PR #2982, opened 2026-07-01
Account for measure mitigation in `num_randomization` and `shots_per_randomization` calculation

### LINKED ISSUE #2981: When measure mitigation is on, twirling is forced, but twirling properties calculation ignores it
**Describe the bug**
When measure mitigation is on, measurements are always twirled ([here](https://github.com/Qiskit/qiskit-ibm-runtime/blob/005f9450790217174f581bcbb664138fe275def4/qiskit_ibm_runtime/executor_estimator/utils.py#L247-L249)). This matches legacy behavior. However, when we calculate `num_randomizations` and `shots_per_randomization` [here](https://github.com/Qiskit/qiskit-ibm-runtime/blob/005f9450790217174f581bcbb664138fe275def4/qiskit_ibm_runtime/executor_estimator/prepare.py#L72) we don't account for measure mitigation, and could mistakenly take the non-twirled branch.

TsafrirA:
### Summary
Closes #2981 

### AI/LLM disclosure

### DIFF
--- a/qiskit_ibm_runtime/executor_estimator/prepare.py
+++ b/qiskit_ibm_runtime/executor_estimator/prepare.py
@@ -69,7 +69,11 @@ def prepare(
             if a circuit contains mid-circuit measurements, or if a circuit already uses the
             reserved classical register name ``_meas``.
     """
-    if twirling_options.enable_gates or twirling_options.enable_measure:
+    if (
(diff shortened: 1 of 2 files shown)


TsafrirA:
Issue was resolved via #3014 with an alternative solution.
__________
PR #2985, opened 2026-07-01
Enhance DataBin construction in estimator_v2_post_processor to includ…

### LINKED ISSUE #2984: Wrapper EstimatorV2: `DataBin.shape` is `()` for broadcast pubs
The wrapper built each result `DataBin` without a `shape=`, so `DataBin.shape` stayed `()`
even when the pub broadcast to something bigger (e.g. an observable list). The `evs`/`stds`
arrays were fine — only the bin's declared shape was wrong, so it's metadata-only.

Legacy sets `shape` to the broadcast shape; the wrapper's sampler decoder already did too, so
__________
• **GOAL OF THE EXERCISE**: Collect every line with the string "calculation" from the records, and copy each.

• **RESULT BELOW**:
Account for measure mitigation in `num_randomization` and `shots_per_randomization` calculation
### LINKED ISSUE #2981: When measure mitigation is on, twirling is forced, but twirling properties calculation ignores it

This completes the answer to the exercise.